# Anyone own a Verizon Network Extender?



## macgyver (Jun 6, 2011)

I would like to find out how many people own a Verizon Network Extender?
You may be very surprised about something! 
More on this after a head count!


----------



## macgyver (Jun 6, 2011)

Reserved For more info:


----------



## Nusince (Jun 6, 2011)

I do not (i haz the beee geez at my house) but I set one up at my parents house since the live in the boonies...


----------



## Steady Hawkin (Jun 8, 2011)

I dont, but would love to hear what info you have on it.


----------



## Brian (Jun 7, 2011)

Tagged... If it is something worth it, I may have to pick one up

Sent from my ADR6400L using Tapatalk


----------



## avlfive (Jun 6, 2011)

No. I don't. Why?


----------



## jmo (Jun 10, 2011)

I do indeed own a VZW Network Extender. I live in an apartment complex and I couldn't get signal for squat before I got the extender.
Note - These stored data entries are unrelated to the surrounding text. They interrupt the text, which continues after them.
PR #888, opened 2016-09-02
Validate open close dates

Rosa-Fox:
[Trello](https://trello.com/c/qFKUSFH9/76-sp-will-let-you-set-a-closed-date-before-the-opened-date-small)
- Add validation to ensure `opened_date` is before `closed_date` to reduce risk of human error when creating CMA documents.
- Rake task to get `content_ids` of documents which have an `opened_date` later than their `closed_date`.
- Prints out `opened_date`, `closed_date` and `content_id` for the identified documents. The next step would be to find the problem documents and manually fix these date fields using the printed `content_ids` outputted by this rake task.

Run rake task:

```
bundle exec rake opened_before_closed_dates
```

Produces output like:

```
Opened date is before closed date. Opened: 2015-02-14, Closed: 2012-04-11, content_id: bd71f5c1-b319-4151-9c79-7186135c6bd2
Opened date is before closed date. Opened: 2002-08-27, Closed: 2001-04-18, content_id: d7ee9561-832f-4c6f-ba4c-3c2053520a4b
Opened date is before closed date. Opened: 2015-10-07, Closed: 2015-01-06, content_id: a22e15b2-51be-4d19-a8e2-801ebfc5722b
```

### DIFF
--- a/app/models/cma_case.rb
+++ b/app/models/cma_case.rb
@@ -1,5 +1,5 @@
 class CmaCase < Document
-  validates :opened_date, allow_blank: true, date: true
+  validates :opened_date, allow_blank: true, date: true, open_before_closed: true
   validates :market_sector, presence: true
   validates :case_type, presence: true
   validates :case_state, presence: true
--- a/app/validators/open_before_closed_validator.rb
+++ b/app/validators/open_before_closed_validator.rb
@@ -1,0 +1,15 @@
+class OpenBeforeClosedValidator < ActiveModel::EachValidator
+  def validate_each(record, attribute, _value)
+    record.errors.add(attribute, error_message) unless before_closed?(record)
+  end
+
+private
+
+  def before_closed?(record)
+    record.opened_date <= record.closed_date || record.closed_date.blank?
+  end
+
+  def error_message
+    options[:message] || "must be before closed date"
+  end
+end
--- a/lib/tasks/opened_closed_dates.rake
+++ b/lib/tasks/opened_closed_dates.rake
@@ -1,0 +1,18 @@
+desc "Find CMA Cases with opened dates that are before closed dates"
+task opened_before_closed_dates: :environment do
+  cma_cases = Services.publishing_api.get_content_items(
+    document_type: "cma_case",
+    per_page: 999999,
+  ).results
+
+  non_blank_opened_dates = cma_cases.select { |cma| !cma.details.metadata.opened_date.blank? }
+  non_blank_closed_dates = cma_cases.select { |cma| !cma.details.metadata.closed_date.blank? }
+
+  non_blank_opened_dates.each do |cma|
+    if non_blank_closed_dates.include? cma
+      unless cma.details.metadata.opened_date <= cma.details.metadata.closed_date
+        puts "Opened date is before closed date. Opened: #{cma.details.metadata.opened_date}, Closed: #{cma.details.metadata.closed_date}, content_id: #{cma.content_id}"
+      end
+    end
+  end
+end
--- a/spec/features/creating_a_cma_case_spec.rb
+++ b/spec/features/creating_a_cma_case_spec.rb
@@ -137,6 +137,78 @@ RSpec.feature "Creating a CMA case", type: :feature do
     expect(page).to have_content("Body cannot include invalid Govspeak")
   end
 
+  scenario "with closed date before opened date" do
+    visit "/cma-cases/new"
+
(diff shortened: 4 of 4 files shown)


app/validators/open_before_closed_validator.rb
```diff
@@ -0,0 +1,15 @@
+class OpenBeforeClosedValidator < ActiveModel::EachValidator
+  def validate_each(record, attribute, _value)
+    record.errors.add(attribute, error_message) unless before_closed?(record)
+  end
+
+private
+
+  def before_closed?(record)
+    record.opened_date <= record.closed_date || record.closed_date.blank?
+  end
```
tuzz, line 10: This method might raise an error if `record.opened_date` or `record.closed_date` are `nil` because the `<=` method isn't defined on `NilClass`. Would it be worth testing this case explicitly? We could potentially do those as unit tests for this validator if that's easier. What do you think?

lib/tasks/opened_closed_dates.rake
```diff
@@ -0,0 +1,18 @@
...
+  non_blank_closed_dates = cma_cases.select { |cma| !cma.details.metadata.closed_date.blank? }
+
+  non_blank_opened_dates.each do |cma|
+    if non_blank_closed_dates.include? cma
+      unless cma.details.metadata.opened_date <= cma.details.metadata.closed_date
+        puts "Opened date is before closed date. Opened: #{cma.details.metadata.opened_date}, Closed: #{cma.details.metadata.closed_date}, content_id: #{cma.content_id}"
+      end
+    end
+  end
+end
```
tuzz, line 18: 👍  is the plan to tell CMA which documents are invalid?

Are there any other formats that have an open/close date we should check?

spec/features/creating_a_cma_case_spec.rb
```diff
@@ -137,6 +137,27 @@ def cma_case_content_item_links
...
+
+    expect(page.status_code).to eq(422)
+
+    expect(page).to have_css('.elements-error-summary')
+    expect(page).to have_css('.elements-error-message')
+
+    expect(page).to have_content("Please fix the following errors")
+    expect(page).to have_content("Opened date must be before closed date")
+  end
+
```
tuzz, line 160: 👍

app/models/cma_case.rb
```diff
@@ -1,5 +1,5 @@
 class CmaCase < Document
-  validates :opened_date, allow_blank: true, date: true
+  validates :opened_date, allow_blank: true, date: true, open_before_closed: true
```
tuzz, line 2: 👍  good use of a custom validator ⭐

app/validators/open_before_closed_validator.rb
Rosa-Fox: Hi,

If `opened_date` or `closed_date` are empty then it still works, I guess maybe it sends as an empty string in the form and then persists as nil? So it compares against `""` which works ok. I added some more feature tests... let me know if I am missing something!

lib/tasks/opened_closed_dates.rake
Rosa-Fox: CMA is the only format that has `opened_date` and `closed_date`. As far as I can see the only other format with something similar is `Vehicle Recalls and Faults Alerts` which has `Build Start Date` and `Build End Date`. I would need to add a new validation method though due to the difference in field names... should I add it in?

tuzz: Nah, I think that's fine for the sake of scope creep. 👍

app/validators/open_before_closed_validator.rb
tuzz: Ahh, that makes sense. Now that we have tests, this is fine!

Seraphiana: that seems a bit dangerous on documents that have already been published/created with invalid dates. Do any documents with invalid data currently exist? I think having the check for nil to avoid an unnecessary 500 is probably worthwhile.

lib/tasks/opened_closed_dates.rake
Seraphiana: May as well, while we're here ::::)

tuzz: Could do if it's quick.

app/validators/open_before_closed_validator.rb
tuzz: Hmm, I hadn't thought about that. What do you think @Rosa-Fox ?

PR #892, opened 2016-09-06
Validate inline attachments

tuzz:
We now check that all inline attachments used in
the body of the document match with an attachment
in the list on the right-hand side.

I've made it so we don't validate the document when
saving/updating attachments. This was already a
problem with fields like 'summary' which was missing
on some documents.
## Screenshot

screen shot 2016-09-06 at 15 38 02


Seraphiana:
👍

PR #894, opened 2016-09-07
Fix CI: Clean up users before each test

tuzz:
On CI, there were 2300 users in the database.
There's no uniqueness constraint on the 'uid'
field which means the wrong user is retrieved
in feature tests if more than one request is
made because the user is cached in the
authenticated users header.

I'm not sure why this started failing now. Some
external factor must have changed


tuzz:
Self-merging because master is broken.

PR #895, opened 2016-09-07
Make OpenBeforeClosedValidator robust to nils

tuzz:
We received a Zendesk ticket. Upon investigation,
this validator was raising an error. Normally these
dates would be empty strings which would work with
the previous implementation but because this data
was imported from the old specialist publisher it
is sometimes nil.

https://govuk.zendesk.com/agent/tickets/1413926


tuzz:
Self-merging because this is an urgent production issue.

PR #897, opened 2016-09-07
Set attachment `updated_at` timestamp correctly

Rosa-Fox:
[Trello](https://trello.com/c/llClS12G/252-sp-rebuild-changes-the-attachment-timestamps-on-document-updates-even-if-the-attachments-themselves-haven-t-been-changed-medium)

Previously all attachment `updated_at` timestamps on the edited document were updated in these cases:
- Every time anything in the document was updated (for example the document title or body)
- Every time any attachment was updated or uploaded

This PR fixes this by:
- Setting a temporary `being_updated` flag when an attachment's title or file is being updated
- Only set or update the `updated_at` timestamp for attachments that are new or being updated

attachments_updated_at

### DIFF
--- a/app/controllers/attachments_controller.rb
+++ b/app/controllers/attachments_controller.rb
@@ -43,7 +43,13 @@ class AttachmentsController < ApplicationController
 
 private
 
+  def flag_updated(document, attachment)
+    updated_attachment = document.attachments.find(attachment.content_id)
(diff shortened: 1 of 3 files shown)


Seraphiana:
had a look at some functional tests for this journey; sadly they don't really work without a proper asset manager rather than our stubs. 

so I think this is 👍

Sort of tricky since it needs to be placed by a window to get a GPS signal. Also, it's a little unreliable when you have your internet connection maxed. I have AT&T DSL 6Mbps just for reference. Other than that, it's pretty nice.


----------



## teh_g (Jun 6, 2011)

I got mine because there was barely any service in my apartment due to the topography. Verizon gave it to me for free when I called them instead of me going to another service. It worked great except for the lack of 3G. It caused issues if I walked in while on the phone. I think it was bad at handing off and taking in progress calls.

For free, it was great.


----------